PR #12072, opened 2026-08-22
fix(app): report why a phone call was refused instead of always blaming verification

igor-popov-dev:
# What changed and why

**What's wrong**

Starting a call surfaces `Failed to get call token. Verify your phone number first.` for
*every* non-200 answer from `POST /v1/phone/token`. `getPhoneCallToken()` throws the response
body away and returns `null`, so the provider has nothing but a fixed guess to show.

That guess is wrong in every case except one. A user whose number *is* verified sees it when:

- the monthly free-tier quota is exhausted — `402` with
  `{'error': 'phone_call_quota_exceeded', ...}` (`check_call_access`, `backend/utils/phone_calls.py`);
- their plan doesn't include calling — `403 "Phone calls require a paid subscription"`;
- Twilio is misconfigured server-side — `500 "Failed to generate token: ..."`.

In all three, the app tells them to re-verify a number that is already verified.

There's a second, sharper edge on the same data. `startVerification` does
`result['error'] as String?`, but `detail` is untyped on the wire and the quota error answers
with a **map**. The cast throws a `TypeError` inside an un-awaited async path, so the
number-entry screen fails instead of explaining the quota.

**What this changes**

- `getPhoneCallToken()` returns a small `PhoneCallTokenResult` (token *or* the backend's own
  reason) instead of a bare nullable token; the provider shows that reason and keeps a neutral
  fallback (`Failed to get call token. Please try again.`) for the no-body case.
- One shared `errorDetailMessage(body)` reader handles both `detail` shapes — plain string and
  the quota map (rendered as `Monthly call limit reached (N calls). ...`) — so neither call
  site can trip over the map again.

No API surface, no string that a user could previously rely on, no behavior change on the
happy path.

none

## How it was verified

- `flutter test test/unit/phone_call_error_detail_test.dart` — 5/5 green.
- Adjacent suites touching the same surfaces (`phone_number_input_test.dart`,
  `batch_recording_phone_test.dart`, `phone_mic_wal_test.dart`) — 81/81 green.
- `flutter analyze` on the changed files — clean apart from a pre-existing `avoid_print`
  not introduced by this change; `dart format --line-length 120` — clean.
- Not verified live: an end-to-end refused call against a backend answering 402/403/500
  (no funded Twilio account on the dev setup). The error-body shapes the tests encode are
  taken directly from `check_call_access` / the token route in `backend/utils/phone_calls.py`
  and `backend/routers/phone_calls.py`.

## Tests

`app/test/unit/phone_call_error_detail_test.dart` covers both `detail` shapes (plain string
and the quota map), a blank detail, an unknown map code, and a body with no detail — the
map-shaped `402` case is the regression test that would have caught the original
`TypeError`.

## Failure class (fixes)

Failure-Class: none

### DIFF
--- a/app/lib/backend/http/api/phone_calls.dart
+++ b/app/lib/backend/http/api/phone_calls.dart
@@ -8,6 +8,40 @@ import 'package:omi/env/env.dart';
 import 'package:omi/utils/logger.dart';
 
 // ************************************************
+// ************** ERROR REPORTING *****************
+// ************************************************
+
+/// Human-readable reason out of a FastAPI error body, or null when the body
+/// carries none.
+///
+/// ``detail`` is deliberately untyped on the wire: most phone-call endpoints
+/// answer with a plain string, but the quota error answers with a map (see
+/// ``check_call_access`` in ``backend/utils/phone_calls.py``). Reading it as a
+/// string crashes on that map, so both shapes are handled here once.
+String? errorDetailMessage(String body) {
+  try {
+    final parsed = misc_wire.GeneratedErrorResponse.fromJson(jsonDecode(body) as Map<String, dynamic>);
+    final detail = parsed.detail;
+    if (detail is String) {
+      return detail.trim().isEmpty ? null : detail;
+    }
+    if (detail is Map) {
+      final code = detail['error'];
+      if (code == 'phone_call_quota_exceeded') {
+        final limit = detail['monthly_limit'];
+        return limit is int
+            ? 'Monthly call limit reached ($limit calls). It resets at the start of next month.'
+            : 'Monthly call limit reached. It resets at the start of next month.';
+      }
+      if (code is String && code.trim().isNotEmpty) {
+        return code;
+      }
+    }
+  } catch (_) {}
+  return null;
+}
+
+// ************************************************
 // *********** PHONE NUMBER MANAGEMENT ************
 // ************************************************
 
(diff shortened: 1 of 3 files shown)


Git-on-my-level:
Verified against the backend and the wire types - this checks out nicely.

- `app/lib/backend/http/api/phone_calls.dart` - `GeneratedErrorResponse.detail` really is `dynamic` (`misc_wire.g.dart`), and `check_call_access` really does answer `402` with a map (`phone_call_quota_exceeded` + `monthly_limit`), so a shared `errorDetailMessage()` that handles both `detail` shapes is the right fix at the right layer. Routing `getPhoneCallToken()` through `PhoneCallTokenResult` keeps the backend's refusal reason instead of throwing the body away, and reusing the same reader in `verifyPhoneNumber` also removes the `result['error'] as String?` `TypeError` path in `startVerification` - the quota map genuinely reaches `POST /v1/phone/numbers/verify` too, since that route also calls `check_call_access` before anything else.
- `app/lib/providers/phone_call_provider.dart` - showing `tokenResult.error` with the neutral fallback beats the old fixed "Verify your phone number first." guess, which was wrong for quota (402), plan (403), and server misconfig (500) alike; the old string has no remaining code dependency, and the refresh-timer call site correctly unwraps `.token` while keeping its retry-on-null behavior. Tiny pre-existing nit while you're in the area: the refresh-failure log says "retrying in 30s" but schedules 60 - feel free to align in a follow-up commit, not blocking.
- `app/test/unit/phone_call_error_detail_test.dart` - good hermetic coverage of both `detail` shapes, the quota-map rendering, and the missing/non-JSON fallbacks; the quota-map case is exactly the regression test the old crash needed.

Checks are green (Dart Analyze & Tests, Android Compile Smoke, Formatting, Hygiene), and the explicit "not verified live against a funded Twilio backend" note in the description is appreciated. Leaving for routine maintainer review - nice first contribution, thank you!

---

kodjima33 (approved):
--
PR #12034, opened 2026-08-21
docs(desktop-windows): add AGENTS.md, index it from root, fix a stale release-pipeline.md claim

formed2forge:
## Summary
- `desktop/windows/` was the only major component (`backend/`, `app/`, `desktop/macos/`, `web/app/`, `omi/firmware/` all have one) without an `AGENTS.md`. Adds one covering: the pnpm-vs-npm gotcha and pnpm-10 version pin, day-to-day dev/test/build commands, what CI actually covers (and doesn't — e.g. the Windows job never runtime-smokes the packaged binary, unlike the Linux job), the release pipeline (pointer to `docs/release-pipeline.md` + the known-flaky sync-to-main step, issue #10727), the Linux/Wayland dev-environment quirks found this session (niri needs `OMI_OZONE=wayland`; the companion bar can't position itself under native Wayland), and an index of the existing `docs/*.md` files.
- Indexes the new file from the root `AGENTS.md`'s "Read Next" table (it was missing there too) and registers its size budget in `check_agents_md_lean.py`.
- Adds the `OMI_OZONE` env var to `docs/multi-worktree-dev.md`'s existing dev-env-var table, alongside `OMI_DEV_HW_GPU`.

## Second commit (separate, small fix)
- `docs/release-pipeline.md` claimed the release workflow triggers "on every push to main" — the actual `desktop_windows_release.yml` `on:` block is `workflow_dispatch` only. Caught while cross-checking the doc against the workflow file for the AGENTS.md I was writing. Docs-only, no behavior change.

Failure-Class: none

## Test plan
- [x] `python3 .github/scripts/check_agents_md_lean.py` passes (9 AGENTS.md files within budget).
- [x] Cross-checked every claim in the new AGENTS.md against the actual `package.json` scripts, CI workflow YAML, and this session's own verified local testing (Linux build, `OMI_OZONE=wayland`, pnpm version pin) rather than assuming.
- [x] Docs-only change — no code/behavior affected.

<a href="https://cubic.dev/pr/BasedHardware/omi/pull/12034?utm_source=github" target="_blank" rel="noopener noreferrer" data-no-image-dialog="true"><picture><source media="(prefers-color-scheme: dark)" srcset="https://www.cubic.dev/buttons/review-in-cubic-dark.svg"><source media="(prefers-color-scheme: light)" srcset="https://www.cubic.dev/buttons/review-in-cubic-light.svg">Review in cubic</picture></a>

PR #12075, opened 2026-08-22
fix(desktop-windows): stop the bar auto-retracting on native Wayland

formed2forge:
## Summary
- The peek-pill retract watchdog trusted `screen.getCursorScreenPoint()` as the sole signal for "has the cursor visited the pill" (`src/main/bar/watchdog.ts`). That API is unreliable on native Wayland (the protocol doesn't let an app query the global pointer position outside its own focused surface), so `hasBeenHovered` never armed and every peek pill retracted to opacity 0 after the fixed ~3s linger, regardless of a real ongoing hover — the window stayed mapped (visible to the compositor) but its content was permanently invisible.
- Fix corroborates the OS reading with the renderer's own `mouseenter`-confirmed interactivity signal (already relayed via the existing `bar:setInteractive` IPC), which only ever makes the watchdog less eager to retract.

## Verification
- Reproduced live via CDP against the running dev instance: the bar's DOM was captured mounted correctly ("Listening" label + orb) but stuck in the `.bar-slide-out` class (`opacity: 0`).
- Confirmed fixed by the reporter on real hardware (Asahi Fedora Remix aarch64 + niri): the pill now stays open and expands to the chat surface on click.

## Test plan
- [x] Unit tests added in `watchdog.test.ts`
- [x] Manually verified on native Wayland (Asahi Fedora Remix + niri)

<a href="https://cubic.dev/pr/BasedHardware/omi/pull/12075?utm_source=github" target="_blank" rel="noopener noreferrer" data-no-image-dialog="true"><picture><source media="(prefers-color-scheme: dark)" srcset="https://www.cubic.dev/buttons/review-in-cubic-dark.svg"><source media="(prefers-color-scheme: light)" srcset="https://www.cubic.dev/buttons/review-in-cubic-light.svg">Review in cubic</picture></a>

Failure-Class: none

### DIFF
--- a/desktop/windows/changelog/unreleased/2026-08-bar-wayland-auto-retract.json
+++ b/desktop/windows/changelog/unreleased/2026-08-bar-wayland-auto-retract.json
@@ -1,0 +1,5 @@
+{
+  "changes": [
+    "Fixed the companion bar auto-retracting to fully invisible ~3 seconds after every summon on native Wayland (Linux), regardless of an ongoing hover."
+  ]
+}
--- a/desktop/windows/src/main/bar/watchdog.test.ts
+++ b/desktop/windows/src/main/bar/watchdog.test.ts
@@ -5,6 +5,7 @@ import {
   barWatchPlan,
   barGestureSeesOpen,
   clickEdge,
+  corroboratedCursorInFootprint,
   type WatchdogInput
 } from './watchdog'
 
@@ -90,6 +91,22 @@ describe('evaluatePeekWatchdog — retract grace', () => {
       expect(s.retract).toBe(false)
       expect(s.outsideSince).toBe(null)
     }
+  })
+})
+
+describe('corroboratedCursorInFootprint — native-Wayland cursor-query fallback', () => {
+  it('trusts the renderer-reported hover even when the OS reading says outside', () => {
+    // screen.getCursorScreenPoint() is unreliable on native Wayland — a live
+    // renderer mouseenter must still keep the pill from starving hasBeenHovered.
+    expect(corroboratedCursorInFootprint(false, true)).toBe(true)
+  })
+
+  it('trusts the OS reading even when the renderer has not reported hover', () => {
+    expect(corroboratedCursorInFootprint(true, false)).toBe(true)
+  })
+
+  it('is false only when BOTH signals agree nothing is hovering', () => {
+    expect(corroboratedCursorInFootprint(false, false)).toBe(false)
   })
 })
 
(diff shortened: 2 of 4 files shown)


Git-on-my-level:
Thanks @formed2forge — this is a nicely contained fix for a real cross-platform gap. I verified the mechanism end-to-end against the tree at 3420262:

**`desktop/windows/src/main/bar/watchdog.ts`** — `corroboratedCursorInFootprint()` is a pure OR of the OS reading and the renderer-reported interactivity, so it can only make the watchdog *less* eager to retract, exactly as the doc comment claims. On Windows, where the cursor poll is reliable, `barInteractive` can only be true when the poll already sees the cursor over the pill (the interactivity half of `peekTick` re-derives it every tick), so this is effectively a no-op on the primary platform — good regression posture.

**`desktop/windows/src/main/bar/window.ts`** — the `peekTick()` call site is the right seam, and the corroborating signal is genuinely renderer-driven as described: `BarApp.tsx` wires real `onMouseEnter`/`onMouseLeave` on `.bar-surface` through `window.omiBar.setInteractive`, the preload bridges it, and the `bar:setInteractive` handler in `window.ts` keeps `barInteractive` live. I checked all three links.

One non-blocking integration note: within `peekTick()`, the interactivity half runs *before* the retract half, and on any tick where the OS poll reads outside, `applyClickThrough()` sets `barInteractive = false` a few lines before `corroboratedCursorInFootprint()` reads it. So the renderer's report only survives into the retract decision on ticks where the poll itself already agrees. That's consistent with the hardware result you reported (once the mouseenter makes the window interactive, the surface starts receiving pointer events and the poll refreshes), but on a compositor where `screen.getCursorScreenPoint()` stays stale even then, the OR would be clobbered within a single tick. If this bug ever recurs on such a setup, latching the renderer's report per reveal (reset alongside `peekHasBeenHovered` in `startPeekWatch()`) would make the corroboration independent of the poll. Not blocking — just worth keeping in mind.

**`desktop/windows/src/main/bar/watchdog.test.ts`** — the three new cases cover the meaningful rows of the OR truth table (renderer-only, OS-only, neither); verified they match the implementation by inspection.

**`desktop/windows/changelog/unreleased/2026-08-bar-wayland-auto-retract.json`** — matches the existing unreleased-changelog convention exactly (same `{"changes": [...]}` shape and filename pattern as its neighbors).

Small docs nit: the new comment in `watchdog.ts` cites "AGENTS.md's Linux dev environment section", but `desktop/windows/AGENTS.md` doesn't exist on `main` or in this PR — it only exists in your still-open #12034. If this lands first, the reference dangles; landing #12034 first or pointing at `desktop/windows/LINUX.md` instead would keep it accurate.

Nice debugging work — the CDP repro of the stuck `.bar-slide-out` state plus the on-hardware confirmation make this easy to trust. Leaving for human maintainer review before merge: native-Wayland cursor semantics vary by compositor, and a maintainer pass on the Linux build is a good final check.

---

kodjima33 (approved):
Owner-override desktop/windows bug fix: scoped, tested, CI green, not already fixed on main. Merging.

## WORK ITEM
Take the entries above and return only the lines from the one with "PR #12072, opened 2026-08-22" to the one with "the backend's own", both included, unchanged.

## TASK OUTPUT
PR #12072, opened 2026-08-22
fix(app): report why a phone call was refused instead of always blaming verification

igor-popov-dev:
# What changed and why

**What's wrong**

Starting a call surfaces `Failed to get call token. Verify your phone number first.` for
*every* non-200 answer from `POST /v1/phone/token`. `getPhoneCallToken()` throws the response
body away and returns `null`, so the provider has nothing but a fixed guess to show.

That guess is wrong in every case except one. A user whose number *is* verified sees it when:

- the monthly free-tier quota is exhausted — `402` with
  `{'error': 'phone_call_quota_exceeded', ...}` (`check_call_access`, `backend/utils/phone_calls.py`);
- their plan doesn't include calling — `403 "Phone calls require a paid subscription"`;
- Twilio is misconfigured server-side — `500 "Failed to generate token: ..."`.

In all three, the app tells them to re-verify a number that is already verified.

There's a second, sharper edge on the same data. `startVerification` does
`result['error'] as String?`, but `detail` is untyped on the wire and the quota error answers
with a **map**. The cast throws a `TypeError` inside an un-awaited async path, so the
number-entry screen fails instead of explaining the quota.

**What this changes**

- `getPhoneCallToken()` returns a small `PhoneCallTokenResult` (token *or* the backend's own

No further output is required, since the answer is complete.